■ RECORDS TO USE ■
PR #1692, opened 2023-10-30
Additional keepalive diagnostics

glbrntt:
Motivation:

It's useful to know the state of keepalive when debugging connection issues. gRPC doesn't emit any logs around this at the moment which makes debugging difficult.

Modifications:

Add additional logs to the idle handler when:
- the idle timeout task is scheduled, cancelled, and fires
- the keepalive timer is scheduled
- the scheduled close timer is fired
- the connection is closed
- GOAWAY frames are sent (already logs on receive)
- PING frames are sent and received

Result:

Better visibility into connection lifecycle

### DIFF
--- a/Sources/GRPC/GRPCIdleHandler.swift
+++ b/Sources/GRPC/GRPCIdleHandler.swift
@@ -98,19 +98,6 @@ internal final class GRPCIdleHandler: ChannelInboundHandler {
     )
   }
 
-  private func sendGoAway(lastStreamID streamID: HTTP2StreamID) {
-    guard let context = self.context else {
-      return
-    }
-
-    let frame = HTTP2Frame(
-      streamID: .rootStream,
-      payload: .goAway(lastStreamID: streamID, errorCode: .noError, opaqueData: nil)
-    )
-
-    context.writeAndFlush(self.wrapOutboundOut(frame), promise: nil)
-  }
-
   private func perform(operations: GRPCIdleHandlerStateMachine.Operations) {
     // Prod the connection manager.
     if let event = operations.connectionManagerEvent, let manager = self.mode.connectionManager {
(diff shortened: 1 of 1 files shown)


Sources/GRPC/GRPCIdleHandler.swift
```diff
@@ -186,8 +187,9 @@ internal final class GRPCIdleHandler: ChannelInboundHandler {
       ()
 
     case .ack:
-      // NIO's HTTP2 handler acks for us so this is a no-op.
-      ()
+      // NIO's HTTP2 handler acks for us so this is a no-op. Log so it doesn't appear that we are
+      // ignoring pings.
+      self.stateMachine.logger.debug("sending PING frame", metadata: ["ack": "true"])
```
Lukasa, line 192: Should we be adding this metadata key to the list?

Sources/GRPC/GRPCIdleHandler.swift
```diff
@@ -137,11 +124,17 @@ internal final class GRPCIdleHandler: ChannelInboundHandler {
...
       switch idleTask {
       case let .cancel(task):
+        self.stateMachine.logger.debug("idle timeout task cancelled")
         task.cancel()
 
       case .schedule:
         if self.idleTimeout != .nanoseconds(.max), let context = self.context {
+          self.stateMachine.logger.debug(
+            "scheduling idle timeout task",
+            metadata: ["delay_ms": "\(self.idleTimeout.milliseconds)"]
```
Lukasa, line 134: Should we be adding this metadata key to the list?

Sources/GRPC/GRPCIdleHandler.swift
```diff
@@ -210,6 +218,11 @@ internal final class GRPCIdleHandler: ChannelInboundHandler {
       return
     }
 
+    self.stateMachine.logger.debug(
+      "scheduled keepalive pings",
+      metadata: ["interval_ms": "\(delay.milliseconds)"]
```
Lukasa, line 223: Should we be adding this metadata key to the list?

Sources/GRPC/GRPCIdleHandler.swift
```diff
@@ -318,6 +332,7 @@ internal final class GRPCIdleHandler: ChannelInboundHandler {
     case let .settings(.settings(settings)):
       self.perform(operations: self.stateMachine.receiveSettings(settings))
     case let .ping(data, ack):
+      self.stateMachine.logger.debug("received PING frame", metadata: ["ack": "\(ack)"])
```
Lukasa, line 335: Same here regarding metadata key.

■ TASK PROMPT ■
Only the lines that contain the string "internal" are to be copied from the records.

■ ANSWER ■
@@ -98,19 +98,6 @@ internal final class GRPCIdleHandler: ChannelInboundHandler {
@@ -186,8 +187,9 @@ internal final class GRPCIdleHandler: ChannelInboundHandler {
@@ -137,11 +124,17 @@ internal final class GRPCIdleHandler: ChannelInboundHandler {
@@ -210,6 +218,11 @@ internal final class GRPCIdleHandler: ChannelInboundHandler {
@@ -318,6 +332,7 @@ internal final class GRPCIdleHandler: ChannelInboundHandler {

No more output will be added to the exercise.